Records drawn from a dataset
PR #220, opened 2017-08-14
215 - New rule: UnnecessarySetter

ychulovskyy:


src/main/groovy/org/codenarc/rule/generic/StatelessClassRule.groovy
```diff
@@ -82,7 +82,7 @@ class StatelessClassRule extends AbstractAstVisitorRule {
      *      include wildcard characters ('*' or '?'). Any names specified here are joined to
      *      the existing <code>ignoreFieldNames</code> property value. 
      */
-    void setAddToIgnoreFieldNames(String moreFieldNames) {
```
chrismair: This method is deliberately named `setAddToIgnoreFieldNames()` so that it can be used as a *addToIgnoreFieldNames* property in **codenarc.properties**, e.g. `addToIgnoreFieldNames = foo, bar`. Renaming it as you have will break that, so please revert that change.

src/test/groovy/org/codenarc/ant/CodeNarcTaskTest.groovy
```diff
@@ -91,7 +91,7 @@ class CodeNarcTaskTest extends AbstractTestCase {
     void testExecute_SingleRuleSetFile() {
         def codeNarcRunner = createAndUseFakeCodeNarcRunner()
 
-        codeNarcTask.addConfiguredReport(new Report(type:'html', toFile:HTML_REPORT_FILE))
```
chrismair: For better or worse, in CodeNarc we have adopted the convention of no spaces after the colon for map entries, e.g. `[a:b]`. Please stick to that where feasible and revert all of the corrections you made like that in the tests.

ychulovskyy: @chrismair Sure, will fix till EOW

chrismair:
Are you still planning on refining the pull request? If not, I can just pull in the new rule and ignore those other changes?

ychulovskyy:
@chrismair Sorry for delay, I have a lot of events.
Let me finish it till Tuesday.

ychulovskyy:
@chrismair test passes locally but fail on travis-ci.
I don't see details from trevis-ci, just
*****************************
 :test FAILED
FAILURE: Build failed with an exception.
* What went wrong:
Execution failed for task ':test'.
> Process 'Gradle Test Executor 2' finished with non-zero exit value 137
********************************
Do you have access to full logs?
Does it passes on your local machine (maybe it's travis configuration issue)?

chrismair:
The Travis CI failure (137) was an out-of-memory error; I had to tweak the Travis Ci config file to resolve that.

Thanks for the contribution!

chrismair:
FYI... I downgraded from Groovy 2.4 to 2.3. That required a minor change to the **UnnecessarySetterRule** code; it dumbs down the violation message a bit, no longer including the assignment text. See #228 for commit info.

- [TASK GOAL]: Wherever a line of the entries holds the string "with", copy that line.

- [WRITTEN SOLUTION]:
FAILURE: Build failed with an exception.
> Process 'Gradle Test Executor 2' finished with non-zero exit value 137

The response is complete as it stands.